The former Speaker of the House and current Minority Leader who represents Planet San Francisco, told The Weekly Standard that, without Obama’s 2009 Stimulus, we’d be in worse shape than we are now:
“Without the Recovery Act and accompanying federal interventions, whether from the Fed, or Cash for Clunkers, or other initiatives, the unemployment rate last year at the time of the election would have been fourteen and a half percent, not nine and a half percent,” said Minority Leader Pelosi.
You see? You see? The Stimulus was a good thing. Crazy Aunt Nancy said so.
I wonder why she stopped there, though. Because there must have been more that the Obama Stimulus did. Because Obama and the Democrats are so awesome you know.
We did some digging, and found out that, not only did the Obama Stimulus save 8.3 million imaginary jobs, it did a bunch of other things, too.
- It helped Steve Jobs invent the iPad.
- The stimulus kept the asteroid 99942 Apophis from striking the Earth.
- It killed Osama bin Laden.
- The stimulus won Super Bowl XLV.
- It blew up the Death Star.
- The stimulus is what gave the Old Spice Guy his job.
- That thing you thought you lost?
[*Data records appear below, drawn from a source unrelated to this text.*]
PR #816, opened 2026-06-10
Speed up filter index rebuild hot paths

gernotmuc:
## Summary

This change speeds up the hot path that is exercised when DLT Viewer rebuilds filter indices for large logs with payload-heavy filter files.

The optimization stays inside the existing filter semantics: it does not move plugin decoding, change which filters match, or alter filter precedence for equivalent filters.

This PR is intentionally scoped to the filter-matching performance slice only. The malformed filter file handling from #815 stays separate.

## Regressions Fixed

- Rebuilding filter indices for large logs was spending too much time in repeated QString construction and copying inside QDltFilter::match().
- - Payload-heavy and header-heavy filter sets were evaluating expensive checks too early, which amplified the slowdown during `Filter -> Load` and similar rebuild paths.
- - Large reference-filter scenarios regressed versus the earlier public baseline even though the matching result itself did not change.
## Implementation

- Add const-reference accessors for ECU/APID/CTID and use cached header/payload string accessors in QDltFilter::match() so repeated filter checks can reuse already materialized data instead of rebuilding or copying QStrings on each check.
- - Keep the current upstream header/time hot-path helpers intact and add per-message header/payload reuse inside QDltMsg, with invalidation when the relevant message state changes.
- - Sort active positive and negative filters with a stable cost/specificity heuristic so cheaper and more selective checks run before expensive header/payload matches, while preserving relative order for equally ranked filters.
## Testing

- Built the isolated branch successfully on Windows with Qt 6.7.2 and MSVC 2019:
-   - `cmake -S C:\dlt_devel\01_tmp\covesa-filterhot-pr -B C:\dlt_devel\01_tmp\covesa-filterhot-pr\build\Release -DCMAKE_PREFIX_PATH=C:\Qt\6.7.2\msvc2019_64`
-   - `cmake --build C:\dlt_devel\01_tmp\covesa-filterhot-pr\build\Release --target qdlt dlt-viewer --config Release`
- - Rebased the final four-file diff onto the current public `master` sources and verified editor diagnostics are clean for that rebased change set.
- - Validated the real regression scenario on Windows with a large log and a payload-heavy reference filter file:
-   - Scenario: load `455.all`, delete filter indices, then load `gernot_network.dlf`.
-   - Clean public baseline: `1:21`
-   - Installed public SDK stand: `1:36`
-   - New optimized stand: `1:11`
That keeps the matching behavior intact while recovering 10 seconds against the clean baseline and 25 seconds against the slower installed stand in the measured workflow.


gernotmuc:
Additional reviewer context:

- Scope: this PR only addresses the filter-index rebuild performance regression. The malformed filter-file / message-box handling stays separate in #815.
- - Root cause: the rebuild path was repeatedly materializing and copying QString data inside `QDltFilter::match()`, and expensive header/payload filters were often evaluated too early during `Filter -> Load`.
- - Safety: I kept the plugin decode ordering untouched. The change is limited to cached/reference string reuse in `QDltMsg` and a stable cost/specificity ordering for active positive/negative filters, so the matching behavior stays the same.
- - Validation: rebuilt on Windows with Qt 6.7.2 + MSVC 2019, rebased the final four-file diff onto current public `master`, and reran the real repro with `455.all` plus `gernot_network.dlf`.
- - Measured result: clean public baseline `1:21`, installed public SDK stand `1:36`, patched stand `1:11`.

gernotmuc:
Closing this in favor of the newer public filter line in #817 so only one public filter-performance PR remains open. The malformed-filter handling in #815 stays a separate additive bugfix line.

PR #817, opened 2026-06-11
Short-circuit filter rejects before decode

gernotmuc:
## Summary

- add a metadata-only prefilter path in `QDltFilterList`
- decide `Match` / `Reject` / `NeedsDecode` before the normal filter matcher runs
- skip decoder work for messages that are already definite rejects when no viewer plugin needs decoded message callbacks

## Why

Applying a loaded filter file currently pushes every message through the decode path before the filter decision is known. For common filters that only look at ECU/APID/CTID/message id/type/level metadata, that work is unnecessary.

This change keeps header, payload, and regexp-on-decoded-text filters on the existing full matcher path, but short-circuits the obvious metadata-only rejects early.

## Validation

- `get_errors` clean on `qdlt/qdltfilterlist.h`, `qdlt/qdltfilterlist.cpp`, and `src/dltfileindexerthread.cpp`
- clean Qt6/MSVC build succeeded in `C:\dlt_devel\01_tmp\covesa-filter-prefilter-pr-20260611\build\Release`
- user stopwatch results on the preferred stand `C:\dlt_devel\01_tmp\qt6_covesa_filterhot_20260611_prefilter`:
  - `gernot_network.dlf`: `1:11`
  - `Lifecycle_gernot`: `1:06`
  - `message_buffer_overflow`: `0:59`

## Notes

- this is the validated winning step only; the later sync-message reuse experiment was intentionally not included because it regressed the first real filter case

### DIFF
--- a/qdlt/qdltfilterlist.cpp
+++ b/qdlt/qdltfilterlist.cpp
@@ -33,6 +33,109 @@ extern "C"
 #include "dlt_common.h"
 }
 
+namespace {
+enum class FilterMatchState { Match, Reject, NeedsDecode };
+
+bool matchesMetadataOnly(const QDltFilter *filter, const QDltMsg &msg)
+{
+    const QString msgEcuid = msg.getEcuid();
+    const QString msgApid = msg.getApid();
+    const QString msgCtid = msg.getCtid();
+
+    if(filter->enableEcuid && (msgEcuid != filter->ecuid))
+    {
+        return false;
+    }
+
+    if(filter->enableRegexp_Appid)
+    {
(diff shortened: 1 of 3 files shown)


gernotmuc:
Additional reviewer context for the public filter line:

- `#815` is the additive malformed-filter bugfix line.
- `#817` is the filter-performance line.
- If you prefer a straight merge sequence, land `#815` first and then `#817`.
- There is no semantic dependency from `#817` onto `#815`; `#815` improves malformed filter loading/warnings, while `#817` only short-circuits metadata-only rejects before decode.

That keeps the public series linear without mixing the bugfix and performance topics into one PR.

gernotmuc:
- core/base PR: #818

PR #821, opened 2026-06-24
Feature/delink UI models

Renu-Priya411:
Delinking the UI thread from search, live logging, filtering and cache. This gives better UI performance


Pavithra-aa-Anand:
Enhancements:

- Move single-step and fallback search off UI thread.
- Live logging: Move socket readyRead parsing/extraction/pre-processing to workers(rowupdate).
- Shifts decode and filter checks for logging-only-filtered flow to worker side.

Improvement:
Phase 4: Decode + filter check in logging-only flow still runs in main thread.

src/filterthreadworker.cpp
```diff
@@ -0,0 +1,49 @@
+#include "filterthreadworker.h"
+
+#include "decodemanager.h"
```
shubhamshahaBMW, line 3: class not used anywhere.

src/crlffilterwindow.cpp
```diff
@@ -718,47 +620,31 @@ void CrlfFilterWindow::rebuildCrlfModel() {
...
+            }
             updateMessageCount(0);
             lastFilteredMessageCount = totalFilteredMessages;
             return;
         }
         
         int actualPos = dltFile->getMsgFilterPos(i);
-        if (actualPos >= 0) {
-            // Check CRLF directly on this filtered message and suppress index building since we already built it above
-            QVariantList messageData = this->extractMessageData(i, true);
```
shubhamshahaBMW, line 739: extractMessageData is nowhere called now, definition can be removed.

src/indexthreadworker.cpp
```diff
@@ -0,0 +1,361 @@
...
+
+namespace {
+
+struct ScannedMessage
+{
+    int globalIndex{-1};
+    QByteArray rawMessage;
+};
+
+QVector<qint64> scanNewMessagePositions(QFile &file, qint64 lastIndexedPosition)
```
shubhamshahaBMW, line 17: this might be causing issue in live logging with huge load.

Image seeing such messages while testing the PR.

shubhamshahaBMW (changes requested):

qdlt/qdltfile.cpp
```diff
@@ -621,6 +647,22 @@ QString QDltFile::getFileName(int num)
...
+    if(num<0 || num>=files.size())
+    {
+        return -1;
+    }
+
+    const QVector<qint64> &indexAll = files[num]->indexAll;
+    if(indexAll.isEmpty())
+    {
+        return -1;
+    }
```
mfukar, line 661: I would expect this to search in the file and provide the offset, rather than returning an invalid one. Should simplify the logic in the caller(s)

qdlt/qdltfile.h
mfukar, line 1: A general comment here, descriptions need a bit more information. For example, `appendDltIndices`: where are the message offsets from? what is the meaning of the parameters, preconditions, etc.

src/indexthreadworker.cpp
mfukar, line 17: Same comment as in qdltfile.h - need more precise info on what these functions intend to do, and why

src/indexthreadworker.cpp
```diff
@@ -0,0 +1,361 @@
...
+
+        if(!file.seek(start))
+        {
+            continue;
+        }
+
+        ScannedMessage message;
+        message.globalIndex = fileInput.baseGlobalIndex + fileInput.existingMessageCount + idx;
+        message.rawMessage = file.read(end - start);
+        messages.push_back(message);
```
mfukar, line 217: if you've already reserved memory in the vector (also, please use standard containers instead of Qt unless where absolutely necessary), `emplace*` migh be a better choice

mfukar (commented):
Just leaving some comments for now

qdlt/qdltfile.h
Renu-Priya411: Hello @mfukar 
This task has been splitted into different phases and is present as PR in the board. The PR numbers are 823, 825,826 and 827. Please review those PRs as well. I have made improvements wrt to this in those PRs. Requesting to check them

Renu-Priya411:
Since this implementation was splitted into separate phases, the PRs are raised for it. Hence closing this PR

Renu-Priya411:
Since this implementation was splitted into separate phases, the PRs are raised for it. Hence closing this PR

The stimulus actually found it and put it there on the table for you.
- It kept the sun from burning out.
- Remember when Global Warming was going to melt all the ice caps by 2011? The stimulus stopped it.
- The stimulus saved Chuck Norris.
- It kept Windows 7 from sucking as bad as Windows Vista.
- The stimulus kept Pluto from leaving the solar system after scientists fired it.
There are so many wonderful things the stimulus has done, we need a new one every month.